Exercise aim:
Copy each line from the records below in which the word "false" is found.
-------- Record extracts --------
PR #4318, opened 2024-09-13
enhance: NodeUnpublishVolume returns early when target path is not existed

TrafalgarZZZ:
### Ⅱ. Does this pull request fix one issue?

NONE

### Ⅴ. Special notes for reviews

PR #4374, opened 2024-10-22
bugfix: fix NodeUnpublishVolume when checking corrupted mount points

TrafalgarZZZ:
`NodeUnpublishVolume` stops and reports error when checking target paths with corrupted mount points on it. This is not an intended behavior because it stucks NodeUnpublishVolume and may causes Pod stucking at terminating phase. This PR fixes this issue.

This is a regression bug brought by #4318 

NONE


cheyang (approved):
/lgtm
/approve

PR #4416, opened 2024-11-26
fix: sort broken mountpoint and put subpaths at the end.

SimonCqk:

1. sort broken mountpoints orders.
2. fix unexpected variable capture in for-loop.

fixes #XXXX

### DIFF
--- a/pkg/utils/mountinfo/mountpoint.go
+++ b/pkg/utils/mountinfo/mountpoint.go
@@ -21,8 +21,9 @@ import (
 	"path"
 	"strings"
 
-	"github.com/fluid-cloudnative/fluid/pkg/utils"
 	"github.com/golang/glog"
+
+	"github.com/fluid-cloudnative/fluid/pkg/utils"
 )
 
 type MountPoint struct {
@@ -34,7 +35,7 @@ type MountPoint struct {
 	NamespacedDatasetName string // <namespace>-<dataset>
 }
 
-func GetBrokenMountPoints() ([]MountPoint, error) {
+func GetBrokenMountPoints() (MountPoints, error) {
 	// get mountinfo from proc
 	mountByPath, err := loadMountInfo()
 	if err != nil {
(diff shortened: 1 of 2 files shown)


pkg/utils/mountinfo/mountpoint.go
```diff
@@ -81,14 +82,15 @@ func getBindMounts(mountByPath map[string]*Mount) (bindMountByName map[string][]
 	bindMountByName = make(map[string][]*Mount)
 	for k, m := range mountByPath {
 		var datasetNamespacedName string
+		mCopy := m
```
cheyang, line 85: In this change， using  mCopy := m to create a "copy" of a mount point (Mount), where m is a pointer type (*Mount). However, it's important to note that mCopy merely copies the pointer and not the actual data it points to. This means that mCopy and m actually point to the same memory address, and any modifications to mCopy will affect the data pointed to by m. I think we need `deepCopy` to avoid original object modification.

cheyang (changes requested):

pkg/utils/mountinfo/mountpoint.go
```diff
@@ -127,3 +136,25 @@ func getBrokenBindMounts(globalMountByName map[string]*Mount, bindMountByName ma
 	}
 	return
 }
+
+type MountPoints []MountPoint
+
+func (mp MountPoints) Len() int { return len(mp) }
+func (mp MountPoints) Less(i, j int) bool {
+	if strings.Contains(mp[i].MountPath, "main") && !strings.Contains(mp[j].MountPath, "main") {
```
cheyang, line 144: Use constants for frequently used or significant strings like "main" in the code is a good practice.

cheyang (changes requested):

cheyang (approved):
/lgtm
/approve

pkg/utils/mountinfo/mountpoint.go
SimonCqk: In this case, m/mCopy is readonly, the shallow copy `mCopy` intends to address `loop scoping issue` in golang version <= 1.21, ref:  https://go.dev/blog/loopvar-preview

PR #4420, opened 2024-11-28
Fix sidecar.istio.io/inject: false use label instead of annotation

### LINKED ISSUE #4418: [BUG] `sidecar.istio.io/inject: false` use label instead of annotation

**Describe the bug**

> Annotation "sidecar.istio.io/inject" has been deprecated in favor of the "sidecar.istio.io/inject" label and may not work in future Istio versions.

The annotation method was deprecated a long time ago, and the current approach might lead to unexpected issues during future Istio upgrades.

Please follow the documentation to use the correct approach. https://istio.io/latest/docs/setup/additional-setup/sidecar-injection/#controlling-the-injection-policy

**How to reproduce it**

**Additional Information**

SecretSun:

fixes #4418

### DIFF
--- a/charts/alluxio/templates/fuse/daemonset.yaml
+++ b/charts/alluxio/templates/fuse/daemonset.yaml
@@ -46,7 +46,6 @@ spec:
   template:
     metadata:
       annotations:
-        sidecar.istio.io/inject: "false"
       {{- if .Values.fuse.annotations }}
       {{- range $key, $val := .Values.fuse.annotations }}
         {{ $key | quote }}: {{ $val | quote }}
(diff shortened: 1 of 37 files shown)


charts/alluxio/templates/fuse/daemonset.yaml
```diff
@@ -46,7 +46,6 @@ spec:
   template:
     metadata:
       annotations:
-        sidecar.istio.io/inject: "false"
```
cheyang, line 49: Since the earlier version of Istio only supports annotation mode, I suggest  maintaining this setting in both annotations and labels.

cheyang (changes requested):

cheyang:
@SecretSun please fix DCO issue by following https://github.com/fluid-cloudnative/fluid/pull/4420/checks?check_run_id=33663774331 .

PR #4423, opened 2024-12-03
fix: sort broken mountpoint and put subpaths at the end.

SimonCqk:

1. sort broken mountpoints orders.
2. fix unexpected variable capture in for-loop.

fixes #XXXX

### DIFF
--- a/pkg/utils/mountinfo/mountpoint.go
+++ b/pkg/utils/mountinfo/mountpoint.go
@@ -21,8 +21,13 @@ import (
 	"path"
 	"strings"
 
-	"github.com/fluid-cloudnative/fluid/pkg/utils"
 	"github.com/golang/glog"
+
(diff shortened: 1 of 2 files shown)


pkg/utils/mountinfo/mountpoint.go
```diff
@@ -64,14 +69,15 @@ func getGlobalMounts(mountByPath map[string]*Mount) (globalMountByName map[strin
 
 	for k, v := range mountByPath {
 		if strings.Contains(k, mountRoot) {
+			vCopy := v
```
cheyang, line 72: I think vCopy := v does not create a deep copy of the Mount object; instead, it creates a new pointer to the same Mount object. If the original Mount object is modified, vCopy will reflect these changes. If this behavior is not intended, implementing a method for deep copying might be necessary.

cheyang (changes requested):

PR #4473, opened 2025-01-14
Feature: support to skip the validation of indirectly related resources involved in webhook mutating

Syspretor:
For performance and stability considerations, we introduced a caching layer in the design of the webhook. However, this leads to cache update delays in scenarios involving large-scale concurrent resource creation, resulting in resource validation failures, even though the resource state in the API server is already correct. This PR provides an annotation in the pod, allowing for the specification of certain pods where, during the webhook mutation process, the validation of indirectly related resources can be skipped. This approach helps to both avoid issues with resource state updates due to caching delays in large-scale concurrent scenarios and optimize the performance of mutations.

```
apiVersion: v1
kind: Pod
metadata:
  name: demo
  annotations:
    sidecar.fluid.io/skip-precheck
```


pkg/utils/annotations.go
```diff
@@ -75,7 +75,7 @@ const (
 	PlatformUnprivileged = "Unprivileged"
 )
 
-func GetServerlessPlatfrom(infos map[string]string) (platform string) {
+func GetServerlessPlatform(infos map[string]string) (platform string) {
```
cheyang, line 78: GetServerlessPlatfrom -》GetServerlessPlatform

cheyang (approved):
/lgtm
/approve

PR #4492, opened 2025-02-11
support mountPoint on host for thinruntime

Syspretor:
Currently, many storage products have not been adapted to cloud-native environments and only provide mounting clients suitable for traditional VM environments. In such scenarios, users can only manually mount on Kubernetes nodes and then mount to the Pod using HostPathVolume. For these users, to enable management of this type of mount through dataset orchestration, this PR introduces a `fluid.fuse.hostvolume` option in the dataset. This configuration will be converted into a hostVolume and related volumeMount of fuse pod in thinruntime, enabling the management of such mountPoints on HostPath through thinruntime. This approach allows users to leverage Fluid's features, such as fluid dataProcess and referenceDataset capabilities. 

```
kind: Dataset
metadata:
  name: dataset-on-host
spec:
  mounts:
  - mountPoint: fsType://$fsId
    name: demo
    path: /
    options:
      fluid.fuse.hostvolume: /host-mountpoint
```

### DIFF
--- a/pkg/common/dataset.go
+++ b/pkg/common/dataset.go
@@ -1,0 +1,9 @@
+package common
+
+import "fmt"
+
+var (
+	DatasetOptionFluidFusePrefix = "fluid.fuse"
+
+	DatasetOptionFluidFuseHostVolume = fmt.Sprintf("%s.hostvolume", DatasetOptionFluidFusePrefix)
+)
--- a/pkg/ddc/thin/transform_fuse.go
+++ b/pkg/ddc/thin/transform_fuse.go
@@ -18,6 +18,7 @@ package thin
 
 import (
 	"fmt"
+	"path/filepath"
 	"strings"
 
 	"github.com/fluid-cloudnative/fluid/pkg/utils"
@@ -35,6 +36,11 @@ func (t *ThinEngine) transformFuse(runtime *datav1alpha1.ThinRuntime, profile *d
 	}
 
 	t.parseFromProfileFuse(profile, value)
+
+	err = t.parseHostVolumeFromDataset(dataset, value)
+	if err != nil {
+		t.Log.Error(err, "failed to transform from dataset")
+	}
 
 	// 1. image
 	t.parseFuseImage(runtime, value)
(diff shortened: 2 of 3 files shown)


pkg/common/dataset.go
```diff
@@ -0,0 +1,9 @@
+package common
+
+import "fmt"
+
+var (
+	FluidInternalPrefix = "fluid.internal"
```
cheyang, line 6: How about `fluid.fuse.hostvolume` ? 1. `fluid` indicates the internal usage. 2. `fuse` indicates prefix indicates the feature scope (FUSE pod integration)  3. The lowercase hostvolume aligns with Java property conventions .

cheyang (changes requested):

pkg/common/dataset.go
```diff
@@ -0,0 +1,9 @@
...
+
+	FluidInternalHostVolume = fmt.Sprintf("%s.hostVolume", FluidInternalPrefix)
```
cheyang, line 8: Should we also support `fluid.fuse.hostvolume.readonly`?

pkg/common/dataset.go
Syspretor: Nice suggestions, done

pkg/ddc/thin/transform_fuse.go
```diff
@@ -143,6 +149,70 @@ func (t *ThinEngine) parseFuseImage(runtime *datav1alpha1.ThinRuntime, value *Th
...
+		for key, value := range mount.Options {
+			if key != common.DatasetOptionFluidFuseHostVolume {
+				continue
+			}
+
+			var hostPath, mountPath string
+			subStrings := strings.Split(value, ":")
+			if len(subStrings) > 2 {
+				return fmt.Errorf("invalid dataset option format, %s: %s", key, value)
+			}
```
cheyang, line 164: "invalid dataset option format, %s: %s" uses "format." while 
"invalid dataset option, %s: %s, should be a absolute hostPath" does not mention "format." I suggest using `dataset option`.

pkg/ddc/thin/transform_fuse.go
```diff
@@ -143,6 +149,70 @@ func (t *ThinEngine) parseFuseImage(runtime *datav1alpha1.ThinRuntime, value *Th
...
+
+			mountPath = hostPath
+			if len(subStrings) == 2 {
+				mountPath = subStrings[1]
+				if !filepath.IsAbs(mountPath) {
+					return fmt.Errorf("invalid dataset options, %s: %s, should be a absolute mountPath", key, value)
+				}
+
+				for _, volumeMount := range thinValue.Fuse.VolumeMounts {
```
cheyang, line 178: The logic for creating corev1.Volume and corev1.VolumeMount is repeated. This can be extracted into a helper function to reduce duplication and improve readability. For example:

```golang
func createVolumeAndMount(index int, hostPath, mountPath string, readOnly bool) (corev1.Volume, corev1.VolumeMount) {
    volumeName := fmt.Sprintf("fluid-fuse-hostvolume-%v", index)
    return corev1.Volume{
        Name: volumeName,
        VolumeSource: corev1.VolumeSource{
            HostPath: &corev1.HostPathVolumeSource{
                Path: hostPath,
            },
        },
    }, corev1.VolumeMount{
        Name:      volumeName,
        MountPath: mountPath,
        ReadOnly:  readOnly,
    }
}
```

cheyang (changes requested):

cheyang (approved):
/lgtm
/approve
--------
Result of this task:
Fix sidecar.istio.io/inject: false use label instead of annotation
### LINKED ISSUE #4418: [BUG] `sidecar.istio.io/inject: false` use label instead of annotation
-        sidecar.istio.io/inject: "false"
-        sidecar.istio.io/inject: "false"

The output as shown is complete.